INPUT RECORDS:
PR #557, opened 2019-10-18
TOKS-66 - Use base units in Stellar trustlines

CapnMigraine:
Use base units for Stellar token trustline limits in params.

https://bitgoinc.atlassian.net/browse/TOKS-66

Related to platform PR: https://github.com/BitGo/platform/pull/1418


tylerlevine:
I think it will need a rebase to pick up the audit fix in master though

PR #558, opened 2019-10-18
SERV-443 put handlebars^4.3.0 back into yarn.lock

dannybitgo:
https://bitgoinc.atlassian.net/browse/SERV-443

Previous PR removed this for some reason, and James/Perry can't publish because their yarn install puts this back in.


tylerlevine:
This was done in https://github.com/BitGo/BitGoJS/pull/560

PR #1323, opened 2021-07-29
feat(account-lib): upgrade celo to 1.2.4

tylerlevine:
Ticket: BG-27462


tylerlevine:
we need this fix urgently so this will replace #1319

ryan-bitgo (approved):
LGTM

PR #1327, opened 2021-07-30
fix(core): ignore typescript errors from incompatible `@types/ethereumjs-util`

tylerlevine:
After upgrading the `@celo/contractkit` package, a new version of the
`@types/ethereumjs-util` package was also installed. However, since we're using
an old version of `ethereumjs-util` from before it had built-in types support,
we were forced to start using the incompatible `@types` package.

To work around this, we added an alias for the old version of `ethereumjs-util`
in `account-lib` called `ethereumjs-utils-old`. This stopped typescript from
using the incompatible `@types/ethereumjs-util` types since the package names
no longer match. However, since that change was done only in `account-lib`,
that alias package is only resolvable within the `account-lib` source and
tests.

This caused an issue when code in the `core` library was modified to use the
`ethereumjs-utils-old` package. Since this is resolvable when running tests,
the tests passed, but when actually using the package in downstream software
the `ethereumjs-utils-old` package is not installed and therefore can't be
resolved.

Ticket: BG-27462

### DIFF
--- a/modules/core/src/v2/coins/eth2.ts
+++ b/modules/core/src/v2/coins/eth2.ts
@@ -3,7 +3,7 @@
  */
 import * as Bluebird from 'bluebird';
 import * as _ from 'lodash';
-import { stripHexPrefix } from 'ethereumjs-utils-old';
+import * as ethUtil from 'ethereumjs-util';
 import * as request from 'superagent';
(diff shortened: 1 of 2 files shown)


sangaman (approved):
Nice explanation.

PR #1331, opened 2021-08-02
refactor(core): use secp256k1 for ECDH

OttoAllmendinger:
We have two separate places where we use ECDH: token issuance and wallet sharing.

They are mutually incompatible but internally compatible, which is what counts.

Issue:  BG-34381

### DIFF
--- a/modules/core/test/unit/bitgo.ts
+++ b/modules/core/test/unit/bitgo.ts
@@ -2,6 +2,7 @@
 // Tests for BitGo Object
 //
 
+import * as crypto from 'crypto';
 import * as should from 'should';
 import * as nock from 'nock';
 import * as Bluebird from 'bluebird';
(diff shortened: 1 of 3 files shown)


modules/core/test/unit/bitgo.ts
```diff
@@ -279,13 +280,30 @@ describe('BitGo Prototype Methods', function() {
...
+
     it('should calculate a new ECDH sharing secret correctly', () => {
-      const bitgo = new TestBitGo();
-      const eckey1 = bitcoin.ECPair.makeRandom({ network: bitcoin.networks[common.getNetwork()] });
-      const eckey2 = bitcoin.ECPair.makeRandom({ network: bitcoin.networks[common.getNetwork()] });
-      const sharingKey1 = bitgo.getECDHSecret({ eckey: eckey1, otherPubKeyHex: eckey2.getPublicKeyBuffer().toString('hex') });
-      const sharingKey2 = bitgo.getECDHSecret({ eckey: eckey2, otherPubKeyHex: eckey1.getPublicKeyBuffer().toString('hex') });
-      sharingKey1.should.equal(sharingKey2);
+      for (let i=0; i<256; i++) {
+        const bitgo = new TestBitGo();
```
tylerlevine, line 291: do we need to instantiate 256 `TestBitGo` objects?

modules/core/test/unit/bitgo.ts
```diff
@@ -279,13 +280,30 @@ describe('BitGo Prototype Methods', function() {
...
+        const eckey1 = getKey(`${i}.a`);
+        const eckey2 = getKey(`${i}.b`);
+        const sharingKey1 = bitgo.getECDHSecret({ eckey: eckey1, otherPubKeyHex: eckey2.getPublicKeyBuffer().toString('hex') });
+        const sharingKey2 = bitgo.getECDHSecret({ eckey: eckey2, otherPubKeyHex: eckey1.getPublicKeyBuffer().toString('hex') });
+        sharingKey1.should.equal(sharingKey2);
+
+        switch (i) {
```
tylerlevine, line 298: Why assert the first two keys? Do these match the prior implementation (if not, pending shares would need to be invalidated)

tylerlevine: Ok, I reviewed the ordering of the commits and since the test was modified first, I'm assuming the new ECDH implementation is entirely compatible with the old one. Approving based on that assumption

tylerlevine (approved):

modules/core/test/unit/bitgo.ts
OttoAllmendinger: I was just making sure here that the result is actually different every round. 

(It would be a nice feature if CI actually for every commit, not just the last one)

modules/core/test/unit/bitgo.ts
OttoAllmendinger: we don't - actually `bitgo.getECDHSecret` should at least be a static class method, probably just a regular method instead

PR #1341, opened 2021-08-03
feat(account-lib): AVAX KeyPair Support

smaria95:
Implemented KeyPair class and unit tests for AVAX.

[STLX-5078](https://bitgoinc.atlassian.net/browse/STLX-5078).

==

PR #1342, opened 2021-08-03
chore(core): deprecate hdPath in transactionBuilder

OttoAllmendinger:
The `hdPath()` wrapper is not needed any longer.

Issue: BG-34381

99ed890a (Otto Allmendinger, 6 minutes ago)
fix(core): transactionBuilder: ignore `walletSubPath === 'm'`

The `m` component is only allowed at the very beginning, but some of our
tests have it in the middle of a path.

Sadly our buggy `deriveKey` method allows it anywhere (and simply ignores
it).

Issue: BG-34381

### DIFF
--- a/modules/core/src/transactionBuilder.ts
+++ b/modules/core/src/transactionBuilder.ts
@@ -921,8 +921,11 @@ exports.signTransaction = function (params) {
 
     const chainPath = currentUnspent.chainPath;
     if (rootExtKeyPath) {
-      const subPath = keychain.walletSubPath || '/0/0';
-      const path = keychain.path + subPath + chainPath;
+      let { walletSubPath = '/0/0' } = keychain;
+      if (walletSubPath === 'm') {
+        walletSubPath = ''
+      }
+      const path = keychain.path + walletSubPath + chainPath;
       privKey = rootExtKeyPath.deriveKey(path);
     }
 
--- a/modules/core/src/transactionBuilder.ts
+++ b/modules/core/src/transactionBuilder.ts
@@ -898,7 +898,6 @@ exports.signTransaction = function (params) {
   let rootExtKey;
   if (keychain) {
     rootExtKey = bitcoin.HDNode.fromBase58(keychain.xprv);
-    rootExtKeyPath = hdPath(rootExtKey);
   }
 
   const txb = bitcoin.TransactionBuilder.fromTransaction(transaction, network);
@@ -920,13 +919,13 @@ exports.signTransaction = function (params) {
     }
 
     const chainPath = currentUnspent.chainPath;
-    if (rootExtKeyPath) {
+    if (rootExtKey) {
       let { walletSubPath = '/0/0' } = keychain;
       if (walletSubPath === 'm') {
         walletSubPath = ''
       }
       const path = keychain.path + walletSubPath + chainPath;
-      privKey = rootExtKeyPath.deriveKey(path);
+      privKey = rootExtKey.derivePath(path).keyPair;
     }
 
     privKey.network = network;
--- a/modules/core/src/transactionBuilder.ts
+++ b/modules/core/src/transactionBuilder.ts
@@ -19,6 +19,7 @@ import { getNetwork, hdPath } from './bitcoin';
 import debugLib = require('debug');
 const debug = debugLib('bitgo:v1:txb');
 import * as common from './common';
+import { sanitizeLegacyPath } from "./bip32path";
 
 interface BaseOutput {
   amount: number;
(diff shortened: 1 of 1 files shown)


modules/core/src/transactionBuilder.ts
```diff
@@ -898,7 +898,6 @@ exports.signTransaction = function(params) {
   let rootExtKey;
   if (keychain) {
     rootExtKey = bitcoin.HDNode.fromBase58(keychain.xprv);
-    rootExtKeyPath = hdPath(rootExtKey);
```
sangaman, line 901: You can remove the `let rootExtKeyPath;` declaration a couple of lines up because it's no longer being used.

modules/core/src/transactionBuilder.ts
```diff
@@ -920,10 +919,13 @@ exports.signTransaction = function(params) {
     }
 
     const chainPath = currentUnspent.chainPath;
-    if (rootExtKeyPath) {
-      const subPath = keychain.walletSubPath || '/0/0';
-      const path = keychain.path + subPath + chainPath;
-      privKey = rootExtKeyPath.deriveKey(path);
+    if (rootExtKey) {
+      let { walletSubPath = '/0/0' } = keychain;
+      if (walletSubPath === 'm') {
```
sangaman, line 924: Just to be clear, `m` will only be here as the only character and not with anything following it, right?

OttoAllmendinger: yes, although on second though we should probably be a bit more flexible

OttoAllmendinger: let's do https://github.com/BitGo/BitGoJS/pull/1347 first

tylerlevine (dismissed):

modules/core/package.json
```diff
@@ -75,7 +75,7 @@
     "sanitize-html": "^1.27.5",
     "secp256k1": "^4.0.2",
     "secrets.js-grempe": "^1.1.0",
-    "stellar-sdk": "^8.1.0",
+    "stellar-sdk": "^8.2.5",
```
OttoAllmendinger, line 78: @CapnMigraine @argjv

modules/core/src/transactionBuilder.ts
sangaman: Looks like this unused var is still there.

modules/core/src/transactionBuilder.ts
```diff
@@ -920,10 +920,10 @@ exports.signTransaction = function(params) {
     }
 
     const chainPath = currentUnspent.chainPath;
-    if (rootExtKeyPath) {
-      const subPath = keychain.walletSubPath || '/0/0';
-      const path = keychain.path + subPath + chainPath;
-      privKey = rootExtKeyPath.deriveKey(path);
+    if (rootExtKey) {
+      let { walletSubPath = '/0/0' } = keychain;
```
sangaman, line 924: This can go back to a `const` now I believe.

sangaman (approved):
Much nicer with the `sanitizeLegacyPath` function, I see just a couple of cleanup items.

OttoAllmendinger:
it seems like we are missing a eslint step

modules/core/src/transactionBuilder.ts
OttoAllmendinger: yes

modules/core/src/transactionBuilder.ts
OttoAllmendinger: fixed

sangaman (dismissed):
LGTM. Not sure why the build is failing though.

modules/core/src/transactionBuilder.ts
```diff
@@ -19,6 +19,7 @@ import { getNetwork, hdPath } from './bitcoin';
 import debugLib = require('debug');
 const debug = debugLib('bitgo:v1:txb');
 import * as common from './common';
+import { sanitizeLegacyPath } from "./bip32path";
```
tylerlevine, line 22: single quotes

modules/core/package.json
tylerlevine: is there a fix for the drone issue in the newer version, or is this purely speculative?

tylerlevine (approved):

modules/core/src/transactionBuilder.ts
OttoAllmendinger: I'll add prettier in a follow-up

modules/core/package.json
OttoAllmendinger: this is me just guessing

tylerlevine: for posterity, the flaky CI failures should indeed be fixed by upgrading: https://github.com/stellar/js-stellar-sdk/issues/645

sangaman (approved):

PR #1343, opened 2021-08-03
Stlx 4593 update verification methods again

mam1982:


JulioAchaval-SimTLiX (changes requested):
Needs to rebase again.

PROBLEM TO WORK ON: Within the lines above, find those holding the word "TOKS" and copy them.

SOLUTION TO THIS EXERCISE:
TOKS-66 - Use base units in Stellar trustlines
https://bitgoinc.atlassian.net/browse/TOKS-66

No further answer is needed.